“Ah, then am I his heir, and all his riches ours. Oh, Marmaduke, why should you longer hesitate to take this step, or longer pause for foolish whims? Then call again the priest. Why loiters he?”

But our hero was not yet sensible of the duty that devolved upon him—he did not yet fully realize his position—he still hung back—and his poetical objections having been one by one confuted, he now had the excess of baseness to offer another.

“Alas, I know not well thy foreign tongue. How couldst thou hear me always in my rough tongue, when thine, so sweet, so soft, so beautiful—”

“No! speak not so!” cried Sauterelle. “I will not hear thee speak so! Oh, slander not the language that is thine. And, ah!—thou art a ready youth, I see it in thine eye,—how sweet the task of teaching thee my polished mode of thought and speech! But yet, even as it is, we can converse quite easily! Père Tortenson, the time for marrying is here.”

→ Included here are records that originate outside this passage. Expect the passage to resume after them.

PR #298, opened 2023-06-02
GH 499 Review 2

dnwiebe:


automap/src/comm_layer/igdp.rs
```diff
@@ -440,33 +441,31 @@ impl IgdpTransactor {
             let _ = inner.housekeeping_commander_opt.take();
             error!(inner.logger, "Can't find router");
             change_handler(AutomapChange::Error(AutomapError::CantFindDefaultGateway));
-            return false;
+            return Finished::Yes;
         };
-        let (old_public_ip, current_public_ip) = match Self::retrieve_old_and_new_public_ips(
+        if let Ok((old_public_ip, current_public_ip)) = Self::retrieve_old_and_new_public_ips(
             inner.gateway_opt.as_ref().expectv("gateway_opt").as_ref(),
```
bertllll: Not needed for a repair, just showing you my point.

Philosophically though, ".expectv()" is meant to be used to reduce the message that something that by the logic should be there but is missing because I noticed we had to write such messages again and again anew and so in different words. Therefore, precisely, it should be `expectv("gateway")` not `expectv("gateway_opt")`.

automap/src/comm_layer/igdp.rs
```diff
@@ -1265,15 +1270,15 @@ mod tests {
...
-        assert_eq!(params_triple.2, 600);
+        let (_, hole_port, lifetime) = add_mapping_params.remove(0);
+        assert_eq!(hole_port, 6666);
+        assert_eq!(lifetime, 600);
+        let (_, hole_port, lifetime) = add_mapping_params.remove(0);
+        assert_eq!(hole_port, 6666);
+        assert_eq!(lifetime, 600);
+        let (_, hole_port, lifetime) = add_mapping_params.remove(0);
+        assert_eq!(hole_port, 6666);
+        assert_eq!(lifetime, 600);
```
bertllll: Hmm, these three times repeated three lines could easily be refactored into and iterator with `for_each()`over the range `(0..3)`. I think it'll be clearer and shorter.

automap/src/comm_layer/igdp.rs
```diff
@@ -1458,6 +1463,43 @@ mod tests {
...
+        IgdpTransactor::thread_guts_iteration(
+            &change_handler,
+            &inner_arc,
+            &mut Instant::now().sub(Duration::from_millis(1000)),
+            &Some(mapping_config),
+        );
+
+        let (_, hole_port, lifetime) = add_mapping_params_arc.lock().unwrap().remove(0);
+        assert_eq!(hole_port, 6689);
+        assert_eq!(lifetime, 1);
```
bertllll: Is this "one" related to the line 1494 in millis? If my interpretation is right, could you make the test clearer by using `Duration::from_secs(1)` instead. If no, could you try something out also (to get the same effect)?

automap/src/comm_layer/mod.rs
```diff
@@ -94,6 +94,33 @@ impl AutomapError {
             }
         }
     }
+
+    pub fn should_crash(&self) -> bool {
```
bertllll, line 96: I like this new method.

Just a detail though. I don't think I need to push you to alphabetical ordering. I don't think personally it'd be so important here. I was thinking, anyway, that sorting these errors as two compact groups of all trues followed by all falses could give it a nice facelift.

automap/src/comm_layer/mod.rs
```diff
@@ -94,6 +94,33 @@ impl AutomapError {
...
+            AutomapError::TemporaryMappingError(_) => false,
+            AutomapError::PermanentMappingError(_) => true,
+            AutomapError::ProbeServerConnectError(_) => true,
+            AutomapError::ProbeRequestError(_, _) => true,
+            AutomapError::ProbeReceiveError(_) => true,
+            AutomapError::DeleteMappingError(_) => false,
+            AutomapError::TransactionFailure(_) => true,
+            AutomapError::AllProtocolsFailed(_) => true,
+            AutomapError::HousekeeperAlreadyRunning => false,
+            AutomapError::HousekeeperCrashed => false,
```
bertllll: This error sounds serious, isn't it? 

I might see your reasoning: let's not kill the Node if we lose the ability to catch ip changes - it will eventually become useless, if the change comes to here, but we maybe can gain a couple of minutes or hours of the Node's run before so. Without necessary human assistance.

automap/src/comm_layer/mod.rs
```diff
@@ -264,4 +291,61 @@ mod tests {
...
+        ]
+        .into_iter()
+        .for_each(|(error, should_crash)| {
+            assert_eq!(
+                error.should_crash(),
+                should_crash,
+                "{:?}.should_crash should be {}, but was {}",
+                error,
+                should_crash,
+                !should_crash
```
bertllll, line 345: This is a cunning `!`. Consider resolved.

automap/src/comm_layer/pcp_pmp_common/mod.rs
```diff
@@ -379,8 +381,9 @@ pub mod tests {
         let result = subject.execute_command("ls booga");
 
         match result {
-            Err(stderr) if stderr.contains("No such file or directory") => (),
-            Err(stderr) => panic!("Unexpected content in stderr: '{}'", stderr),
+            Err(Either::Right(e)) => panic!("Unexpected error: '{:?}'", e),
+            Err(Either::Left(stderr)) if stderr.ends_with("No such file or directory\n") => (),
```
bertllll: Using this clause as the first one to show out that it's the test was written for seems worth a change to me. 

However this is even better: 
```
match result {
            Err(Either::Right(e)) => panic!("Unexpected error: '{:?}'", e),
            Err(Either::Left(stderr)) => assert_eq!(stderr.ends_with("No such file or directory\n"), true, "Unexpected content in stderr: '{}'", stderr)
            x => panic!("Expected error message in stderr; got {:?}", x),
        }
```

automap/src/comm_layer/pcp_pmp_common/mod.rs
```diff
@@ -393,13 +396,25 @@ pub mod tests {
         let result = subject.execute_command("dir booga");
 
         match result {
-            Err(stderr)
+            Err(Either::Left(stderr))
                 if stderr.contains("The system cannot find the file specified")
                     || stderr.contains("No such file or directory") =>
             {
                 ()
```
bertllll: Please use the standard assert_eq! or assert! macro here too.

automap/src/comm_layer/pcp_pmp_common/mod.rs
```diff
@@ -393,13 +396,25 @@ pub mod tests {
...
             }
-            Err(stderr) => panic!("Unexpected content in stderr: '{}'", stderr),
+            x => panic!("Expected error message in stderr; got {:?}", x),
+        }
+    }
+
+    #[test]
+    fn find_routers_command_works_when_error_is_returned() {
```
bertllll, line 412: Maybe `when_os_error_is_returned`?

masq_lib/src/logger.rs
```diff
@@ -389,12 +386,9 @@ mod tests {
...
             .expect("Unable to unwrap the duration_since for template after");
-        let received_message_count = Arc::new(AtomicU32::new(0));
-        let fake_ui_gateway = TestUiGateway::new(
-            (thread_count * msgs_per_thread) as u32,
-            received_message_count.clone(),
-            10,
-        );
+        let received_message_count_arc = Arc::new(AtomicU32::new(0));
+        let fake_ui_gateway =
+            TestUiGateway::new(total_msg_count as u32, received_message_count_arc.clone());
```
bertllll, line 391: The `.clone()` could be used inside, here a reference only, but I don't insist.

multinode_integration_tests/src/masq_cores_client.rs
```diff
@@ -9,6 +9,7 @@ use node_lib::sub_lib::cryptde::PublicKey;
 use node_lib::sub_lib::hopper::IncipientCoresPackage;
 use std::net::SocketAddr;
 
+// TODO: This is only used in one place. See if it can be replaced with MASQNodeClient.
```
bertllll: This still sounds like a good idea. Please investigate.

node/src/lib.rs
```diff
@@ -29,6 +29,7 @@ mod listener_handler;
 pub mod masquerader;
 pub mod neighborhood;
 pub mod node_configurator;
+#[cfg(test)]
```
bertllll: I'd just check out if that file itself doesn't have `#![cfg(test)]` in it at the top, then I might pick just one to stay.

node/src/neighborhood/gossip_producer.rs
```diff
@@ -335,7 +335,8 @@ mod tests {
     }
 
     #[test]
-    fn produce_debut_creates_a_gossip_to_a_target_about_ourselves_when_accepting_connections() {
+    fn produce_debut_or_ipchange_creates_a_gossip_to_a_target_about_ourselves_when_accepting_connections(
```
bertllll: Maybe this is my weak English but I cannot say for sure just from the name of the test whether it is the source or the target who is accepting connections. 


I could read it from the code or even deduce it but the name would be best if it was enough to make it clear.

node/src/neighborhood/gossip_producer.rs
```diff
@@ -362,7 +363,8 @@ mod tests {
     }
 
     #[test]
-    fn produce_debut_creates_a_gossip_to_a_target_about_ourselves_when_not_accepting_connections() {
+    fn produce_debut_or_ipchange_creates_a_gossip_to_a_target_about_ourselves_when_not_accepting_connections(
```
bertllll: If you think I was right above you can make changes here too.

node/tests/utils.rs
```diff
@@ -550,6 +550,6 @@ pub fn make_conn(home_dir: &Path) -> Box<dyn ConnectionWrapper> {
 }
 
 pub fn handle_connection_error(stream: TcpStream) {
-    let _ = stream.shutdown(Shutdown::Both).is_ok();
-    thread::sleep(Duration::from_millis(5000));
+    let _ = stream.shutdown(Shutdown::Both);
+    thread::sleep(Duration::from_millis(1000));
```
bertllll: I'm hoping this limit will be ok. I have no qualified guess on this.

node/src/neighborhood/neighborhood_database.rs
```diff
@@ -89,13 +89,21 @@ impl NeighborhoodDatabase {
...
-        match self.by_ip_addr.get(ip_addr) {
+    pub fn node_by_ip(&self, ip_addr: IpAddr) -> Option<&NodeRecord> {
+        match self.by_ip_addr.get(&ip_addr) {
             Some(key) => self.node_by_key(key),
             None => None,
         }
     }
 
+    pub fn node_by_ip_mut(&mut self, ip_addr: IpAddr) -> Option<&mut NodeRecord> {
+        let key_opt = self.by_ip_addr.get(&ip_addr).cloned();
```
bertllll, line 100: I don't think the `cloned()` has to be there. For referring to a Node to gets the right NodeRecord for it should a reference of the key be enough. I think it should work similarly like with the function above.

node/src/neighborhood/neighborhood_database.rs
```diff
@@ -503,20 +511,63 @@ mod tests {
...
+    #[test]
+    fn node_by_ip_mut_works() {
+        let this_node = make_node_record(1234, true);
+        let this_node_original_version = this_node.inner.version;
+        let one_node = make_node_record(4567, true);
+        let one_node_original_version = one_node.inner.version;
+        let another_node = make_node_record(5678, true);
+        let mut subject = db_from_node(&this_node);
+
+        subject.add_node(one_node.clone()).unwrap();
```
bertllll, line 543: I don't see this guy be acting the prime role. Yeah, it's harder here, but what about this central island: 
```
      //the end of the setup phase
      
        let mut this_node_actual = subject
            .node_by_ip_mut(this_node.node_addr_opt().unwrap().ip_addr())
            .unwrap();
        this_node_actual.inner.version += 1;
         let mut one_node_actual = subject
            .node_by_ip_mut(one_node.node_addr_opt().unwrap().ip_addr())
            .unwrap();
        one_node_actual.inner.version += 1;
        let excluded_node_record_opt = subject.node_by_ip_mut(another_node.node_addr_opt().unwrap().ip_addr();
        
        //the start of the assertions
        
```
...and then use assert_eq!() consecutively here

node/src/node_configurator/mod.rs
```diff
@@ -142,6 +143,42 @@ pub fn port_is_busy(port: u16) -> bool {
     TcpListener::bind(SocketAddr::new(localhost(), port)).is_err()
 }
 
+pub fn compute_mapping_protocol_opt(
```
bertllll: I'm certain that this function doesn't belong here.

a) the usage in production code is not in this file, where it fits fine,
b) no tests migrated over here; while I know this function takes a lot of tests. Those tests _should be_ also in `unprivileged_parse_args_configuration.rs` and I hope they are. Because chances are that the complicated merge confused you enough to lose some of them. Just be careful. I counted up six tests in master with this function as the act.  
c) putting the function here lacks a good reason; so the earned public visibility is awkward 

Edit: the count I said minus one because your version is different from master and has eliminated one case which would've required a separate test. 

Edit2: I think I've seen them live in `unprivileged_parse_args_configuration` which is good. I didn't count them up, yet they looked like lots.

node/src/test_utils/persistent_configuration_mock.rs
```diff
@@ -481,6 +481,18 @@ impl PersistentConfigurationMock {
         self
     }
 
+    pub fn encrypt_past_neighbors_result(
```
bertllll: I don't like the nature of this method. It breaks the tight pattern we've always wanted to pursue so much.
I understand the benefits but it shouldn't be an excuse. You can take the extra logic use it in a test in its setup phase before you feed the result simply for `past_neighbors_result` which is expected.

What I don't like the most is that this looks like the trait has a member called `encrypt_past_neighbors` but no, we don't have it. 

If its used more widely you can create a test utility that you can call anytime you need to prepare an encrypted examples of the neighbors and then continue normally.

node/src/node_configurator/node_configurator_standard.rs
```diff
@@ -1573,11 +1061,12 @@ mod tests {
...
-        let mut persistent_config = make_default_persistent_configuration()
-            .check_password_result(Ok(true))
-            .check_password_result(Ok(true))
-            .check_password_result(Ok(true))
-            .change_password_result(Err(NotPresent));
+        let mut persistent_config =
+            configure_persistent_config(vec![PastNeighbors, GasPrice, MappingProtocol])
+                .check_password_result(Ok(true))
+                .check_password_result(Ok(true))
+                .check_password_result(Ok(true))
```
bertllll: Isn't that strange to you that there are so many results for `check_password` together?  Worth an investigation, says me.

node/src/node_configurator/unprivileged_parse_args_configuration.rs
```diff
@@ -1001,9 +989,10 @@ mod tests {
     fn get_past_neighbors_handles_unavailable_password_for_parse_args_configuration_dao_real() {
         //sets the password in the database - we'll have to resolve if the use case is appropriate
         running_test();
-        let mut persistent_config = configure_default_persistent_config(ZERO)
-            .check_password_result(Ok(true))
-            .change_password_result(Ok(()));
+        let mut persistent_config =
+            configure_persistent_config(vec![PastNeighbors, GasPrice, MappingProtocol])
+                .check_password_result(Ok(true))
+                .change_password_result(Ok(())); // TODO: Do we need a change_password_result here?
```
bertllll: Please take it out for a sec and run it. My guts are saying it will be actually required because I think `get_past_neighbors` contains the weird piece of code that is enabled to initialize the database password if it's a brand new database and the password yet was supplied in multi_config. 

At any case, some removal is necessary, either the result or the TODO.

node/src/node_configurator/unprivileged_parse_args_configuration.rs
```diff
@@ -2478,9 +2514,12 @@ mod tests {
             .unprivileged_parse_args(
                 &make_simplified_multi_config(args),
                 &mut bootstrapper_config,
-                &mut configure_default_persistent_config(
-                    ACCOUNTANT_CONFIG_PARAMS | MAPPING_PROTOCOL | RATE_PACK,
-                ),
+                &mut configure_persistent_config(PCField::base_and(vec![
```
bertllll: Somewhere you use `PCField::just_base()`, elsewhere `PCField::base_and(Vec<...>)`, but elsewhere just a vector of a lot of parameter names mentioned. I'm asking why are you using the second item just here and not in the heavy fed, long vectors? 

Also, I don't know exactly what all `just_base` means but I had a perception that it might have been the a lot repeated four parameters I can see at many tests here. If so what about their replacement with this nice ready function?

node/src/sub_lib/node_addr.rs
```diff
@@ -57,15 +61,21 @@ impl<'a> From<&'a SocketAddr> for NodeAddr {
     }
 }
 
-impl From<NodeAddr> for SocketAddr {
-    fn from(node_addr: NodeAddr) -> Self {
+impl From<&NodeAddr> for SocketAddr {
+    fn from(node_addr: &NodeAddr) -> Self {
         let all: Vec<SocketAddr> = node_addr.into();
         all[0]
```
bertllll, line 67: This is such a hack :man_facepalming:

node/src/sub_lib/node_addr.rs
```diff
@@ -57,15 +61,21 @@ impl<'a> From<&'a SocketAddr> for NodeAddr {
...
 }
 
-impl From<NodeAddr> for Vec<SocketAddr> {
+impl From<NodeAddr> for SocketAddr {
     fn from(node_addr: NodeAddr) -> Self {
+        Self::from(&node_addr)
+    }
+}
+
+impl From<&NodeAddr> for Vec<SocketAddr> {
```
bertllll, line 77: If you remove this code will we get enough broken code to say it's covered?

node/src/test_utils/mod.rs
```diff
@@ -577,63 +579,92 @@ pub mod unshared_test_utils {
...
         app_args.append(&mut array_of_borrows_to_vec(&args));
         let arg_matches = app_node().get_matches_from_safe(app_args).unwrap();
         MultiConfig::new_test_only(arg_matches)
     }
 
-    pub const ZERO: u32 = 0b0;
-    pub const MAPPING_PROTOCOL: u32 = 0b000010;
-    pub const ACCOUNTANT_CONFIG_PARAMS: u32 = 0b000100;
-    pub const RATE_PACK: u32 = 0b001000;
+    pub enum PCField {
```
bertllll, line 589: I appreciate the translation to this more friendly design. Well done.

node/src/actor_system_factory.rs
```diff
@@ -334,7 +334,12 @@ impl ActorSystemFactoryToolsReal {
     }
 
     fn handle_automap_error(prefix: &str, error: AutomapError) {
-        exit_process(1, &format!("Automap failure: {}{:?}", prefix, error));
+        let msg = format!("Automap failure: {}{:?}", prefix, error);
+        if error.should_crash() {
+            exit_process(1, &format!("Automap failure: {}{:?}", prefix, error));
+        } else {
+            todo!("What do we do if we don't crash? ({})", msg)
```
bertllll: Well, I don't know the answer, honestly, but the clear thing is that we don't want to panic on this `todo!()`. So please return to it and give it more thoughts. 

My suggestion: I'd act accordingly to the place of use of this function. In overall, though, it would be attempts to find a way how to log and let it run on or evaporate. I don't know if there are chances to find a similar solution.

node/src/actor_system_factory.rs
```diff
@@ -1787,8 +1775,8 @@ mod tests {
         };
     }
 
-    fn check_pool_bind_message(recording: &Arc<Mutex<Recording>>) {
-        let _pool_bind_message = Recording::get::<PoolBindMessage>(recording, 1);
+    fn check_pool_bind_message(recording: &Arc<Mutex<Recording>>, idx: usize) {
```
bertllll: When I saw this the first time from outside the function it was confusing because I falsely thought the number meant a number of messages expected. I know, it's stupid, if I think of it a bit deeper but yet the immediate impression makes me say that the numbers might be confusing in some way.

I don't think you need to necessarily find a better way, and so this can be accepted, because I would feel myself uneasy about such a request if you were me and I received it. I just let my thoughts be here.   
(making these assert helpers clearer could be done by well named enums as the argument(s) but risking being cumbersome after all again)

multinode_integration_tests/tests/ip_change_test.rs
```diff
@@ -54,5 +53,5 @@ fn receiving_announce_from_router_produces_ipchange_gossip() {
     // Have the mock router announce a change in public IP.
     // Verify that the mock Node receives IpChange Gossip.
     // Connect a client and send a request. Verify that the request shows up at the mock Node.
-    todo! ("Finish me")
+    todo!("Finish me")
```
bertllll: This `todo!()` seems serious. Do you have a plan for it? Shouldn't it be driven away yet in this card?

node/src/neighborhood/mod.rs
```diff
@@ -118,29 +118,30 @@ impl Handler<BindMessage> for Neighborhood {
...
 
     fn handle(&mut self, msg: PoolBindMessage, _: &mut Self::Context) -> Self::Result {
-        let gossip_acceptor_subs = self.gossip_acceptor_info_opt
+        let gossip_acceptor_subs = self
+            .gossip_acceptor_info_opt
             .take()
             .expect("Neighborhood never got its BindMessage")
-            .right_or_else (|_| panic! ("Neighborhood got multiple PoolBindMessages"));
-        self.gossip_acceptor_info_opt = Some(Either::Left (Box::new(GossipAcceptorReal::new(
+            .right_or_else(|_| panic!("Neighborhood got multiple PoolBindMessages"));
```
bertllll, line 140: I remember that you once exclaimed victoriously that the need for this complexity with different stages in the long initialization of the `gossip_acceptor` was gone. 
I was probably mistaken then but yes I'm surprised to see it still so bright here in this place.   

Speaking of the Either referred about both on the line above and below.

node/src/neighborhood/mod.rs
```diff
@@ -4057,13 +4061,9 @@ mod tests {
...
 
-        subject.process_acceptance_result(
-            GossipAcceptanceResult::Absorbed,
-            "new-IP Node",
-            27,
-        );
+        subject.process_acceptance_result(GossipAcceptanceResult::Absorbed, "new-IP Node", 1);
 
-        TestLogHandler::new().exists_log_containing("27-Node Gossip from new-IP Node absorbed");
+        TestLogHandler::new().exists_log_containing("1-Node Gossip from new-IP Node absorbed");
```
bertllll: This log isn't strong enough. It lacks the log level and also the name of the logger which should correspond to the name of this test.

automap/src/comm_layer/pmp.rs
```diff
@@ -1539,58 +1552,159 @@ mod tests {
...
+            Box::new(announcement_socket),
+            Box::new(|_| ()),
+            rx,
+        );
+
+        let result = subject.single_iteration(&mut None, &mut Instant::now());
+
+        assert_eq!(result, Finished::Yes);
+        TestLogHandler::default().exists_log_containing(
+            "ERROR: PmpTransactor: Node died; housekeeping thread is terminating",
```
bertllll: I'd appreciate if the logger had its own name for this test. To be 100% sure we're getting it from here.

automap/src/comm_layer/pmp.rs
```diff
@@ -1539,58 +1552,159 @@ mod tests {
...
-                &buffer[0..len_to_send],
-                router_connections.multicast_address,
-            )
-            .unwrap();
-        assert_eq!(sent_len, len_to_send);
-        thread::sleep(Duration::from_millis(1)); // yield timeslice
-        let _ = subject.stop_housekeeping_thread();
-        assert!(subject.housekeeper_commander_opt.is_none());
+        let announcement_socket = UdpSocketWrapperMock::new()
+            .recv_from_result(Ok((len_to_send, router_addr)), buffer.to_vec());
```
bertllll, line 1591: This is a non-standardly supplied staged result. This feeding function takes two args but we are used to just one. 

Could it possibly take a tuple if two different values must be supplied?

automap/src/comm_layer/pmp.rs
```diff
@@ -1539,58 +1552,159 @@ mod tests {
...
+            factories_arc,
+            router_addr,
+            change_handler: Box::new(change_handler),
+            announcement_read_timeout_millis: 100,
+            logger: Logger::new("test"),
+        };
+
+        let result = subject.handle_announcement_if_present(&None);
+
+        assert_eq!(result, ContinueWithIteration::Yes);
```
bertllll: I'm not a native so it's problematic for me to make up my mind about that but I'd like for example `ContinueInIteration` better or maybe `ContinueInThisIteration` even more determinant. You probably can rephrase it into something by one level better...

The idea is that `ContinueWithIteration` doesn't necessarily mean "_continue with the last, still incomplete and already partially executed iteration_".

automap/src/comm_layer/pmp.rs
```diff
@@ -1539,58 +1552,159 @@ mod tests {
...
+            vec![AutomapChange::NewIp(IpAddr::V4(new_ip_addr))]
+        );
+    }
+
+    #[test]
+    fn handle_announcement_if_present_handles_unparseable_data_from_router() {
+        let router_addr =
+            SocketAddr::new(IpAddr::V4(Ipv4Addr::new(10, 20, 30, 40)), ANNOUNCEMENT_PORT);
+        let announcement_socket =
+            UdpSocketWrapperMock::new().recv_from_result(Ok((0, router_addr)), vec![]);
```
bertllll: Maybe I'd give a variable to this empty vector to allow less thinking about why is that the data is unparseable. 

Before you decide to answer this, look at the next comment I left under the following test. It might affect this comment in its implementation.

automap/src/comm_layer/pmp.rs
```diff
@@ -1539,58 +1552,159 @@ mod tests {
...
+            announcement_read_timeout_millis: 100,
+            logger: Logger::new("test"),
+        };
+
+        let result = subject.handle_announcement_if_present(&None);
+
+        assert_eq!(result, ContinueWithIteration::Yes);
         let changes = changes_arc.lock().unwrap();
         assert_eq!(*changes, vec![]);
     }
```
bertllll, line 1681: Three of the four previous tests could be easily refactored into tests sharing like 95% of their bodies through a special assertion function. 

See:
handle_announcement_if_present_ignores_data_if_not_from_router
handle_announcement_if_present_handles_unparseable_data_from_router
handle_announcement_if_present_handles_error_reading_from_router

They differ just in the staged result for the  `UdpSocketWrapperMock::new()
            .recv_from_result(...)` method.

node/src/neighborhood/gossip_acceptor.rs
```diff
@@ -134,40 +146,47 @@ debug! (self.logger, "IpChangeHandler qualifies() found a database Node with nod
...
+                        peer_addr: old_addr,
+                        stream_type: RemovedStreamType::Clandestine,
+                        sub: self.stream_shutdown_sub.clone(),
+                    };
+                    self.remove_stream_sub
+                        .try_send(msg)
+                        .expect("StreamHandlerPool is dead");
+                });
+            } else {
+                panic!("Node {:?} in the database sent Gossip, accepts connections, but has no NodeAddr!", db_node.public_key());
```
bertllll: We should never get here because it doesn't offer how it could have passed the `qualifies` method called beforehand. I hope so, because otherwise this panic seems a vulnerability.

I don't actually like that this condition and the condition in `qualifies` might be tested separately. I'd like you to make sure that if qualifies changes and will accidentally allow the gossip to leak down here it should kill a test (running both `qualifies` and `handle` in a tandem). 
Not sure if it makes really sense to do that though. So it's more like asking you for some thoughts about it.

node/src/neighborhood/gossip_acceptor.rs
```diff
@@ -985,13 +1008,28 @@ impl GossipHandler for StandardGossipHandler {
...
+                    && agr.inner.accepts_connections
+                    && agr.node_addr_opt.is_none()
+            })
+            .map(|agr| &agr.inner.public_key)
+            .collect();
+        if !violators.is_empty() {
+            return Qualification::Malformed(format!(
+                "Neighboring Node(s) claim to accept connections but present no NodeAddr: {:?}",
+                violators
+            ));
```
bertllll: Interestingly, this message reassembles the situation in the IpGossipChangeHandler where we don't hesitate and panic when this happens. Why the double standard?

node/src/neighborhood/gossip_acceptor.rs
```diff
@@ -1518,57 +1563,89 @@ mod tests {
...
+            IpChangeHandler::new(stream_handler_pool_sub, dispatcher_sub, Logger::new("test"));
+
+        let result = subject.qualifies(&mut dest_db, agrs_vec.as_slice(), gossip_source);
+
+        assert_eq!(
+            result,
+            Qualification::Malformed(
+                "IpChange Gossip: Node AgMEBQ accepts connections but provides no NodeAddr"
+                    .to_string()
+            ),
```
bertllll, line 1603: Is there any logging placed near to this event (not necessarily in the tested function) so that we can later do an analysis if something like this has come about?

node/src/neighborhood/gossip_acceptor.rs
```diff
@@ -134,40 +146,47 @@ debug! (self.logger, "IpChangeHandler qualifies() found a database Node with nod
...
+                        .try_send(msg)
+                        .expect("StreamHandlerPool is dead");
+                });
+            } else {
+                panic!("Node {:?} in the database sent Gossip, accepts connections, but has no NodeAddr!", db_node.public_key());
+            };
+            return GossipAcceptanceResult::Absorbed;
         }
-        GossipAcceptanceResult::Absorbed
+        GossipAcceptanceResult::Ignored
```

“Ah, that is truth!” our hero cried. “You speak my English quite as well as I!”

Then, in a rational moment, he said rationally, “As you have said, dear Sauterelle, we love each other well; but being still so young, so very young, we must not think of marriage yet a while. ’Tis hard to part with thee,—our lot is doubly hard,—but fate is ever merciless. Farewell, my love, we part.”

He tore himself away, as though he would have fled.

“’Tis true that we are young,” said Sauterelle. “Our hearts are warm and young, not chilled and seared with age and woe. To leave me? No! it shall not be! Thou must not go!”

“To love is either happiness or pain; to love, and to be loved again,—oh, this is ecstasy!”